My male is the last male out of our kennel, that remains in the family. He's got the SV A-Stamp, NO TITLES, a shaky history since he went through some very bad hands and had to recover from the turmoil. My dad knows he's got it. I know he's got it but others don't. He's eight years old now. I could breed him to continue the line. But whats the point? There are other dogs out there. It's true, his sire (I believe) had only two litters. But that sire has brothers and sisters, the line is not a line that will die anytime soon. 

The only one of my dogs I would breed, and which I probably will, is my other female that was handpicked for me. 

She is absolutely and truly breedworthy, even without titles. It's one of those dogs you look at and everyone can see it. 

However, I won't do it anytime soon because there is so much I, myself have to learn before I have my very own first litter and right now I'm not in the Situation to actually make a decision to have a litter. My own future is somewhat shaky and there are things that have to be figured out first. 

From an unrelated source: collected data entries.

PR #23, opened 2016-11-02
New shim w/o Reflect.construct

justinfagnani:


src/native-shim.js
```diff
@@ -18,15 +18,125 @@
...
+   * @type {Map<string, Function>}
+   */
+  const constructorByTagname = new Map();
+
+
+  // /**
+  //  * Whether the constructors are being called by a browser process, ie parsing
+  //  * or createElement.
+  //  */
+  // let browserConstruction = false;
```
justinfagnani: Commented out so I can expose to test some pre and post conditions. I'll move back to these private variables soon.

src/native-shim.js
```diff
@@ -18,15 +18,125 @@
...
+          // Make sure that user-defined constructor bottom's out to a do-nothing
+          // HTMLElement() call
+          HTMLElement.browserConstruction = true;
+          // Call the user-defined constructor on our instance:
+          elementClass.call(this);
+        }
+        HTMLElement.userConstruction = false;
+      }
+    }
+    if ('observedAttributes' in elementClass) {
```
justinfagnani: I need tests for the reactions

src/native-shim.js
```diff
@@ -18,15 +18,125 @@
...
+   */
+  HTMLElement.browserConstruction = false;
+
+  /**
+   * Whether the constructors are being called by a user-space process, ie
+   * calling an element constructor.
+   */
+  HTMLElement.userConstruction = false;
+
+  window.customElements.define = (tagname, elementClass) => {
```
justinfagnani: It'd be nice to check that elementClass is an ES5-style class and throw if not. This approach requires that all constructors in a chain are ES5 - that the bottom-most constructor can be called with `Function.call()`

src/native-shim.js
```diff
@@ -10,23 +10,161 @@
...
+ *  Compiling valid class-based custom elements to ES5 will satisfy these
+ *  requirements with the latest version of popular transpilers.
  */
 (() => {
-  let origHTMLElement = HTMLElement;
-  // TODO(justinfagnani): Tests!!
+  'use strict';
+
+  const NativeHTMLElement = HTMLElement;
+  const nativeDefine = window.customElements.define;
```
ajklein: Why do you access off window for customElements but not for HTMLElement?

src/native-shim.js
```diff
@@ -10,23 +10,161 @@
...
+      return instance;
+    }
+    // Else do nothing. This will be reached by ES5-style classes doing
+    // HTMLElement.call() during initialization
+    browserConstruction = false;
+  };
+
+  HTMLElement.prototype = Object.create(NativeHTMLElement.prototype);
+  HTMLElement.prototype.constructor = HTMLElement;
+  HTMLElement.nativeClass = NativeHTMLElement;
```
ajklein: What's this about? I only see it used in tests.

src/native-shim.js
```diff
@@ -10,23 +10,161 @@
...
+
+  window.customElements.define = (tagname, elementClass) => {
+
+    const StandInElement = class extends NativeHTMLElement {
+      constructor() {
+        // Call the native HTMLElement constructor, this gives us the
+        // under-construction instance as `this`:
+        super();
```
ajklein: I take it there are never arguments to pass to HTMLElement (I don't know v1 too well)?

src/native-shim.js
```diff
@@ -10,23 +10,161 @@
...
+   * @type {Map<string, Function>}
+   */
+  const constructorByTagname = new Map();
+
+
+  /**
+   * Whether the constructors are being called by a browser process, ie parsing
+   * or createElement.
+   */
+  let browserConstruction = false;
```
ajklein: Is it not possible for these to get confused if nesting happens? I haven't thought it through, but it seems like these are instance-specific...

src/native-shim.js
```diff
@@ -10,23 +10,161 @@
...
+        if (!userConstruction) {
+          // Make sure that user-defined constructor bottom's out to a do-nothing
+          // HTMLElement() call
+          browserConstruction = true;
+          // Call the user-defined constructor on our instance:
+          elementClass.call(this);
+        }
+        userConstruction = false;
+      }
+    }
```
ajklein: Nit: semicolon here (and below wherever you use a function expression)

src/native-shim.js
```diff
@@ -10,23 +10,161 @@
...
+    if ('observedAttributes' in elementClass) {
+      StandInElement.observedAttributes = elementClass.observedAttributes;
+    }
+    const elementProto = elementClass.prototype;
+    if ('connectedCallback' in elementProto) {
+      StandInElement.prototype.connectedCallback = function() {
```
ajklein: Is it important that this is a new function, rather than just copying connectedCallback off the old proto? Same goes for all the callbacks below.

src/native-shim.js
justinfagnani: Oops, it is only for tests. I'll remove

src/native-shim.js
justinfagnani: Nesting is specifically disallowed in the CE spec, but I should test/guard.

src/native-shim.js
justinfagnani: correct

src/native-shim.js
justinfagnani: Done

src/native-shim.js
justinfagnani: fixed, going with `window.`

src/native-shim.js
justinfagnani: Uh, you're right. I initially thought I needed to set `this` to something, but I clearly don't. @sorvell says this change gets us to within 10% of non-shimmed perf!

src/native-shim.js
```diff
@@ -10,23 +10,161 @@
...
+      }
+    }
+    if ('disconnectedCallback' in elementProto) {
+      StandInElement.prototype.disconnectedCallback = function() {
+        elementProto.disconnectedCallback.call(this);
+      }
+    }
+    if ('attributeChangedCallback' in elementProto) {
+      StandInElement.prototype.attributeChangedCallback = function() {
+        elementProto.attributeChangedCallback.call(this);
```
justinfagnani: Added test. Arguments fixed by just copying functions.

src/native-shim.js
```diff
@@ -10,23 +10,140 @@
...
+      const instance = new (fakeClass)();
+      return instance;
+    }
+    // Else do nothing. This will be reached by ES5-style classes doing
+    // HTMLElement.call() during initialization
+    browserConstruction = false;
+  };
+
+  window.HTMLElement.prototype = Object.create(NativeHTMLElement.prototype);
+  window.HTMLElement.prototype.constructor = window.HTMLElement;
```
ajklein: Nit: you can use NativeHTMLElement on the RHS here.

Take a very good, critical look at yourself, take a good look at your dog. Do we really need another, so-la-la dog that's producing puppies, out there? 

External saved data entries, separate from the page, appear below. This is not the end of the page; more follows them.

PR #35, opened 2016-12-14
Create `debug` and `rollup` tasks for debugging.

bicknellr:
The 'debug' task is the same as 'default', with extra options given to closure compiler to make its output a bit easier to read.
The 'rollup' task is used to compile modules only and leave as much unmodified as possible. I think this will be easiest to debug, but it's furthest from the compiled form.


gulpfile.js
```diff
@@ -13,22 +13,48 @@
...
+      language_out: 'ECMASCRIPT5_STRICT',
+      externs: ['externs/html5.js', 'externs/custom-elements.js'],
+      dependency_mode: 'STRICT',
+      entry_point: ['/src/custom-elements'],
+      js_output_file: 'custom-elements.min.js',
+      new_type_inf: true,
+      rewrite_polyfills: false,
+    };
+
+    return gulp.src('./src/*.js', {base: './'})
```
bicknellr: Maybe this should be `'./src/**/*.js'`?

gulpfile.js
```diff
@@ -13,22 +13,48 @@
...
-        }))
+      .pipe(closureCompiler(Object.assign(defaultClosureOptions, closureOptions)))
       .pipe(sourcemaps.write('/'))
       .pipe(gulp.dest('./'));
+  }
+}
+
+gulp.task('default', createDefaultTask());
+gulp.task('debug', createDefaultTask({
+  compilation_level: 'SIMPLE',
```
justinfagnani: why compile at all for debugging?

gulpfile.js
```diff
@@ -13,22 +13,48 @@
...
+  formatting: 'PRETTY_PRINT',
+  debug: true,
+}));
+
+gulp.task('rollup', () => {
+  return rollup({
```
justinfagnani: can this be added when it's needed?

gulpfile.js
bicknellr: The idea was to have `debug` be the same as `default` without name minification (but with renaming) and `rollup` be just enough to de-module-ify everything and change as little else as possible. Maybe `rollup` should become `debug` and this one should be removed?

gulpfile.js
bicknellr: (from comment above) I think this might be the preferred 'debug' task if the one above doesn't really make sense.

bicknellr:
Closing; going to put this change in the same PR that adds modules.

Why do you want to breed? What is the reason for you to breed? Is it because of your own ego, because you want to better the breed? 

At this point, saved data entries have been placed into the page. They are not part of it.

PR #36, opened 2016-12-14
Updates to get the tests passing again.

bicknellr:
- Stops the native shim and its tests from running if `window.customElements` does not exist.
- Tests forcing the polyfill now no longer expect `customElements` to exist.
- Tests now import a Promise polyfill.
- Updated WCT to 6.0.0-prerelease.3 to get ES2015->ES5 compilation during tests. (6.0.0-prerelease.4 seems to have a bug that prevents (at least) local testing.)
  - Removed use of `String#endsWith`, which doesn't get compiled during testing...
- `npm install` now causes `bower install`.
- A test checking that the `HTMLElement#constructor` descriptor has both `writable` and `configurable` true was changed to check that these values match the native descriptor's values.


bicknellr:
I'm still trying to figure out why `wct --sauce ..` isn't working for me, so I can't yet confirm that this is working everywhere.

src/native-shim.js
```diff
@@ -61,6 +61,9 @@
 (() => {
   'use strict';
 
+  // Do nothing if `customElements` does not exist.
+  if (!window.customElements) return;
```
justinfagnani: I think this should check for polyfilled also

tests/html/imports.html
```diff
@@ -12,6 +12,7 @@
   <head>
     <title>Custom Elements: imports integration</title>
     <script>
+      window.customElements = window.customElements || {};
```
justinfagnani:
```
window.customElements = window.customElements || {forcePolyfill: true};
```
?

Only cause this snippet might be what we recommend to users...

src/native-shim.js
bicknellr: Isn't that also a case where you wouldn't want the native shim to run?

tests/html/imports.html
bicknellr: If we do that, then `forcePolyfill` doesn't get added in the case that `customElements` already exists (native).

bicknellr: How about
`(window.customElements = window.customElements || {}).forcePolyfill = true;` ?

bicknellr: (I went ahead and changed to this.)

tests/js/patching.js
```diff
@@ -13,9 +13,11 @@ suite('patching', function() {
   suite('HTMLElement', function () {
 
     test('constructor is configurable and writable', function() {
```
bicknellr: This test doesn't really make sense. On [this line](https://github.com/webcomponents/custom-elements/blob/36451e1dbe4e3b77d98499fc12132573d91d4a8b/src/custom-elements.js#L679), the new `HTMLElement.prototype` is set to the old one, so the descriptor is exactly the same. So, I'm going to remove this.

bicknellr:
@justinfagnani Aside from a couple of unsupported browsers erroring out completely in WCT, I think this is ready for review.

package.json
```diff
@@ -16,14 +16,16 @@
     "url": "https://github.com/webcomponents/custom-elements/issues"
   },
   "scripts": {
+    "install": "$(npm bin)/bower install",
```
joeldenning: This causes things to break for me if I `npm install @webcomponents/custom-elements`. Since bower is a devDependency, it is not installed but the `install` script still tries to use it.

What is the purpose of this `install` script? When somebody is `npm install`ing this project, they don't need the bower_components, do they?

My father wants me to continue but I know that it will be impossible to live up to his legacy. I will never even come close to it. 

If I do breed my girl it's because my girls breeder wants to have a litter out of her but for that I do need to get her titled, breed survey'd under the German SV rules, since her breeder is in Germany. 
Her bloodline is very important to him and he breeds primarily for the German Police. 

Other than that, personally, even though I have a really good foundation with the breed, I know enough to know nothing at all. 

All I do know is that there are so many breeders out there. If you have 13 buyers lined up, that would actually take your puppies, go ahead and see how many will actually still be there to take onto one of those pups. 

You don't even know the difference between show and working line. 

I do not want to discourage you but you have a long, very long way ahead of you. Everyone starts somewhere BUT it takes years and years of experience. 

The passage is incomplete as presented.